[Exercise description]:
Check every line below for the word "config" and copy the ones that have it.

[Data shown]:
PR #1206, opened 2018-03-21
Ion Auth 3 : implements different hashing params for administrators

Indigo744:
See #1195 

The [bcrypt specs](https://www.usenix.org/legacy/publications/library/proceedings/usenix99/provos/provos_html/node6.html#SECTION00051000000000000000) suggests to have different costs for different type of account: 

> At the time of publication, the default cost is 6 for a normal user and 8 for the superuser.

The PR implements a new set of hashing parameters for users in admin group.

Note that the `in_group()` function was moved from the library to the model, so we can use it when retrieving parameters. 

Also, a `get_user_id_from_identity()` is introduced to be able to retrieve a user_id from an identity (and as such use it for group check).


benedmunds:
Good catch

PR #1208, opened 2018-03-21
Ion Auth 3: Better and more secure remember me

Indigo744:
#1195 

I'm quite happy with this one.

I've implemented a more secure and simplified version of "remember me".
It is based on this article: https://paragonie.com/blog/2015/04/secure-authentication-php-with-long-term-persistence

This new behavior introduces a new db column called "remember_selector", which is used to identify the user (and also avoid to store the user email in a cookie).

DB side, the remember code is actually stored as a hash to avoid session stealing when the DB is compromised.

Hash comparison is done with `hash_equals` to avoid timing leaks.

Also, only one cookie is now needed.


Indigo744:
Now I wonder if instead of SHA-384 (or whatever the user selected) we should just have use the same hashing algorithm than the passwords?
It would cost more in term of processing power I think. But it would be simpler in the code?
What do you think?

benedmunds:
Wow nice, I'll start reviewing this in a bit.

It would be nice to use the same algo, and more cost is probably a good thing really.

Indigo744:
Next stage will be to implement the same mechanism for the "reset password" feature.
I think I will make another PR for it when this one is merged.

benedmunds:
I don't even have any critiques here 👏 merging!

PR #1209, opened 2018-03-21
Ion Auth 3:  Implements better and more secure password reset 

Indigo744:
#1195 

"Password reset" feature.

Same approach as PR #1208 related to "remember me" feature

A `forgotten_password_selector` is added to the DB.


libraries/Ion_auth.php
```diff
@@ -139,17 +139,21 @@ public function __get($var)
 	 */
 	public function forgotten_password($identity)
 	{
-		if ($this->ion_auth_model->forgotten_password($identity))
+		// Retrieve user information
+		$user = $this->where($this->ion_auth_model->identity_column, $identity)
```
benedmunds, line 143: While I'm thinking about it, should probably add a default index on the default identify in the SQL files/migration.  Thoughts?

models/Ion_auth_model.php
```diff
@@ -679,44 +680,59 @@ public function forgotten_password($identity)
...
+	/**
+	 * Get a user from a forgotten password key.
+	 *
+	 * @param    string $user_code
+	 *
+	 * @return    bool|object
+	 * @author  Mathew
+	 * @updated Ryan
+	 */
+	public function forgotten_password_get_user($user_code)
```
benedmunds: how about changing this method name to "get_user_by_forgotten_password_code"?

I try to opt for more expressive method names now.

models/Ion_auth_model.php
```diff
@@ -1878,23 +1894,35 @@ public function remember_user($identity)
...
+									  'remember_code' => $token->validator_hashed),
+								array($this->identity_column => $identity));
 
 			if ($this->db->affected_rows() > -1)
 			{
-				$this->_set_remember_cookie_info($selector, $validator);
+				// if the user_expire is set to zero we'll set the expiration two years from now.
+				if($this->config->item('user_expire', 'ion_auth') === 0)
+				{
+					$expire = (60*60*24*365*2);
```
benedmunds, line 1912: Change this to 63072000 and add a comment on what it is so we don't always do this in the code for no real reason other than readability.  Yea I know this was my code from before...

libraries/Ion_auth.php
Indigo744: Yes, as well as for both selector tokens (remember_me and password_reset).
I'll update the migration and user guide in another PR.

models/Ion_auth_model.php
Indigo744: Agreed

models/Ion_auth_model.php
Indigo744: Agreed

libraries/Ion_auth.php
Indigo744: However, in the SQL file, we don't know yet which column is the identity one, right?
Also, what happen if the user change the identity column option?
I think, for the identity column, it should remain as is with the info in the README (and maybe add a comment?) so users can implement optimization when needed.

benedmunds: I think it'd be best to go ahead and optimize for the default identity and comment in the config that they should update their indexing if they change it.  In my experience the majority of users stick with the defaults.

Indigo744: Alright, I'll do that.

Indigo744: But in another PR 😅

benedmunds: Yea sounds good, I'll go ahead and merge this one

Indigo744: See PR #1210

PR #1211, opened 2018-03-22
Ion Auth 3: always clear all codes when state change

Indigo744:
#1195 

`clear_forgotten_password_code()` now uses identity instead of code
Added `clear_remember_code()`

When the state change, we should be careful to clear all codes:
 - When user log in: clear forgotten code and remember me (if remember option not set)
 - When user automatically log in through remember me: clear forgotten code
 - When user log out: clear forgotten code and remember me

### DIFF
--- a/controllers/Auth.php
+++ b/controllers/Auth.php
@@ -319,12 +319,14 @@ class Auth extends CI_Controller
 			}
 			else
 			{
+				$identity = $user->{$this->config->item('identity', 'ion_auth')};
+
 				// do we have a valid request?
 				if ($this->_valid_csrf_nonce() === FALSE || $user->id != $this->input->post('user_id'))
 				{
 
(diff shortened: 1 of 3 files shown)


benedmunds:
I shouldve asked this earlier, but whats the reason for using idenity everywhere instead of ID?

The main problem with this that I could see is I know a lot of people allow users to use multiple idenities and just try a login for both. Then use ID for all the other functions.  For example, they might try username and email.

benedmunds (approved):

Indigo744:
Good question. Actually, it was a value that was readily available in most of the function...

I'll try to come up with a list of function that has evolved to use identity, and we'll see the impact.

benedmunds:
I'm going to go ahead and merge this one in.  Can address identity v id in another PR.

[Reply]:
+				if($this->config->item('user_expire', 'ion_auth') === 0)
benedmunds: I think it'd be best to go ahead and optimize for the default identity and comment in the config that they should update their indexing if they change it.  In my experience the majority of users stick with the defaults.
+				$identity = $user->{$this->config->item('identity', 'ion_auth')};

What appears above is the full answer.